Sergey Nivens - Fotolia
Digital economy minister Ed Vaizey will write to UK FTSE 350 companies to remind them to have robust business procedures in place for cyber security and urge them to take part in the government’s annual Cyber Health Check.
Speaking at the Intel UK & Ireland Security Summit, Vaizey said dealing with cyber security is a partnership between government and industry, and the government will not do business with companies that don’t have cyber security protocols in place.
“It’s obvious that cyber security underpins our entire economy now. We live in a digital economy and therefore we need robust cyber security to keep our businesses secure, keep our citizens safe and make our public services work,” he said.
“We are a world leader in the use of digital technology, so we need to be a world leader in cyber security.”
In the aftermath of the recent TalkTalk data breach, in which customer data was left unencrypted, Vaizey said the incident “served as a warning to protect ourselves”, and promised to write to the FTSE 350 to encourage them to take part in the third Cyber Health Check – an annual assessment of their cyber governance protocols.
“It's a partnership between the government and industry, a partnership between the government and the audit community, and it is designed to help the leading companies in the UK to understand the need for cyber security and work with us to improve their cyber security,” he said.
Vaizey added that he expected 100% of the FTSE 350 companies to say they have included cyber security in their risk register and he would “target those businesses that don’t”.

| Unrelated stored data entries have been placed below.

PR #32128, opened 2026-08-26
fix(superset): don't drop calculated columns with no declared type

### LINKED ISSUE #24986: When the SupersetDataModel of the Superset connector synchronizes metadata, it does not synchronize CALCULATED COLUMNS to the SupersetDataModel
I cannot query the CALCULATED COLUMNS of Superset on OpenMetadata, nor add classification tags and terms 

I want the SupersetDataModel on the Superset connector in OpenMetadata to be able to synchronize the metadata of CALCULATED COLUMNS 

Adding calculated columns using source on Superset's dataset, but with too many data tables, this is particularly time-consuming and energy-consuming

**Additional context**

Image

akashverma0786:
### Describe your changes:

Fixes #24986

Superset calculated columns (columns defined by a SQL expression instead of synced from a physical table) don't require a "Data type" to be set — Superset itself leaves `type` `null`/empty for most of them by default. `SupersetSourceMixin.get_column_info()` was treating a falsy `type` as a reason to silently drop the column entirely, so any calculated column with no declared type never made it into the `SupersetDataModel` at all — which is exactly why the reporter couldn't query, tag, or attach glossary terms to it: the column simply didn't exist on the OpenMetadata side.

This PR makes `get_column_info()` fall back to `UNKNOWN` (the same convention already used by every other dashboard connector — Tableau, PowerBI, Looker, MicroStrategy, Qlik, Sigma, SSRS, Omni — for a missing type) instead of dropping the column, and surfaces the column's SQL expression in its description (`**Formula:** \`...\``) so it's clear the column is calculated and what formula defines it. Applies to both the API-based and DB-based connector variants, which share this logic but previously diverged in their column models (`DSColumns`/`FetchColumn` didn't carry `expression` at all, so even a fix to the type-handling alone wouldn't have surfaced the formula).

#
### Type of change:
- [x] Bug fix

#
### High-level design:

N/A — small, contained change (3 source files + 1 test file). Root cause: `get_column_info()` (`mixin.py`) had `if field.type:` guarding the whole column-building block; a Superset column with `type: null` (common for calculated columns) was silently skipped instead of ingested. Fix replaces that with a fallback (`field.type = ... if field.type else "UNKNOWN"`), adds `expression` to the two column Pydantic models (`DSColumns` for the API source, `FetchColumn` for the DB source) so the formula is available to surface, and adds `tc.expression` to the DB source's `FETCH_COLUMN` SQL query so the DB path actually receives it.

#
#### Use cases covered
- A Superset calculated column with `type: null` is ingested as an OpenMetadata column with `dataType: UNKNOWN` instead of being dropped (both API-source and DB-source connector paths).
- A calculated column that *does* have a type set keeps that real type (doesn't get overwritten to `UNKNOWN`).
- A calculated column's SQL expression is surfaced in its OpenMetadata column description as `**Formula:** \`...\``; a physical column without an expression keeps its plain description untouched.
- The DB-source path's `FETCH_COLUMN` SQL query round-trips real rows (physical + untyped-calculated + typed-calculated) from Postgres in a single call with no cross-contamination between columns.

#### Unit tests
- Not added. Test coverage for this change is intentionally kept at the ingestion-integration level only (see below), which exercises both connector paths against real Superset/Postgres containers rather than mocked objects.

- Not applicable (ingestion/Python change, no `openmetadata-service` REST API changes).

- Updated `ingestion/tests/integration/superset/test_superset.py`:
  - Fixed a latent gap in the test's synthetic Postgres fixture (`setup_sample_data`) — its hand-built `table_columns` table was missing an `expression` column, which real Superset's schema has. Adding `tc.expression` to `FETCH_COLUMN` (required for this fix) would otherwise break `SupersetDBSource` against that fixture.
  - Added 4 new tests: `test_calculated_column_missing_type_not_dropped_db`, `test_calculated_column_missing_type_not_dropped_api`, `test_typed_calculated_column_keeps_type_and_formula_api`, `test_calculated_columns_end_to_end_via_sql_db`.
  - Full suite: 27/27 passing (`python -m pytest tests/integration/superset/test_superset.py`, real Postgres + Superset via testcontainers).

#### Playwright (UI) tests
- Not applicable (no UI changes).

#### Manual testing performed
1. Reproduced the bug against a live Superset instance (Docker): confirmed pre-existing, unmodified example data (`birth_names.num_california`, `FCC 2018 Survey.job_location_preference`/`first_time_developer`) already has `type: null` calculated columns out of the box — not a contrived edge case.
2. Ran the real `metadata ingest` CLI (API-source config) against that instance before and after the fix — confirmed the affected columns were silently missing from the resulting `DashboardDataModel` before, and present with `dataType: UNKNOWN` + formula in the description after.
3. Stood up a second, Postgres-backed Superset instance specifically to exercise the DB-source connector variant (the default Superset Docker image uses SQLite, which OpenMetadata's DB-source connector doesn't support) — ran `metadata ingest` with a Postgres `serviceConnection`, confirmed identical results through the SQL-based code path.
4. Verified via direct Postgres queries (`psql`) that Superset's real `table_columns` schema has an `expression` column, confirming the model/query change matches production Superset, not just the test fixture.

#

Not applicable.

#
### Checklist:
- [ ] For JSON Schema changes: I updated the migration scripts or explained why it is not needed. — N/A, no schema changes.
- [ ] For UI changes: I attached a screen recording and/or screenshots above. — N/A, no UI changes.

The PR preserves untyped Superset calculated columns by mapping missing types to `UNKNOWN` and includes their SQL expressions in column descriptions.
- Adds expression fields to API- and database-backed Superset column models.
- Fetches expressions through the database query and maps them into typed OpenMetadata columns.
- Extends integration coverage for typed and untyped calculated columns across both connector paths.
</details>

The PR appears safe to merge.

No blocking failure remains.
</details>

| Filename | Overview |
|----------|----------|
| ingestion/src/metadata/ingestion/source/dashboard/superset/mixin.py | Maps missing column types to `UNKNOWN`, preserves typed columns, and appends calculated expressions to descriptions. |
| ingestion/src/metadata/ingestion/source/dashboard/superset/models.py | Adds optional expression metadata to both Superset column representations. |
| ingestion/src/metadata/ingestion/source/dashboard/superset/queries.py | Extends the database-backed column query to retrieve calculated expressions. |
| ingestion/tests/integration/superset/test_superset.py | Covers calculated-column ingestion through API and database connector paths. |
| ingestion/.basedpyright/baseline.json | Removes resolved Superset type-checking baseline entries. |

</details>

<sub>Reviews (3): Last reviewed commit: ["fix(superset): resolve pre-existing type..."](https://github.com/open-metadata/openmetadata/commit/508813507abb0ff68a08ada1946e66dcdcd37aa7) | [Re-trigger Greptile](https://app.greptile.com/api/retrigger?id=57221455)</sub>


ingestion/src/metadata/ingestion/source/dashboard/superset/mixin.py
```diff
@@ -391,22 +392,31 @@ def get_column_info(self, data_source: list[DSColumns | FetchColumn]) -> list[Co
...
-                    )
-                    datasource_columns.append(parsed_fields)
+                # Calculated columns commonly have no `type` in Superset (it's optional
+                # there); fall back to UNKNOWN instead of dropping the column entirely.
+                field.type = self._clearn_column_datatype(field.type) if field.type else "UNKNOWN"
+                col_parse = ColumnTypeParser._parse_datatype_string(  # pylint: disable=protected-access
+                    field.type
+                )
+                if not isinstance(col_parse, dict):
+                    logger.warning(f"Unexpected datatype parse result for column {field.column_name}: {col_parse!r}")
```
IceS2: Please stop using f-string on logs

IceS2 (dismissed):

ulixius9 (approved):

“It’s really important that cyber security isn’t seen as an IT issue you leave to the IT department. It’s got to be a board room issue and it's got to be at the top of the agenda,” he said.
In the first year of the health check, just over half of the businesses had cyber security in their risk register, while 88% of businesses surveyed did so in 2014.
Cyber Essentials Scheme
Vaizey also encouraged businesses of all sizes to take part in the government’s Cyber Essentials Scheme, which was launched in 2014.
The scheme provides guidance and certification to UK businesses, and aims to raise the cyber security bar in UK businesses.
Vaizey said it sets out the clear basic standards for cyber security and that if a business adopts the scheme, “you will and should protect your business against the majority of threats on the internet”.
“Where it’s appropriate, the government won’t do business if a company doesn’t have a Cyber Essentials Scheme certificate,” he said.
On 17 November 2015, chancellor George Osborne pledged a £1.9bn investment in cyber security over the next five years and launched a National Cyber Security Plan, which includes establishing a national cyber centre at GCHQ that will host a “cyber force” handling cyber incidents in Britain.
Commenting on the new cyber force, Vaizey said that it’s important for the government to “look hard at its own arrangements” in terms of simplifying the architecture of how it handles cyber security issues.
“We need to simplify that quite significantly so that there is one leading part of Whitehall, which will respond to a whole range of different incidents, whether it’s in the public sector or private sector, and to quickly mitigate any damage,” he said.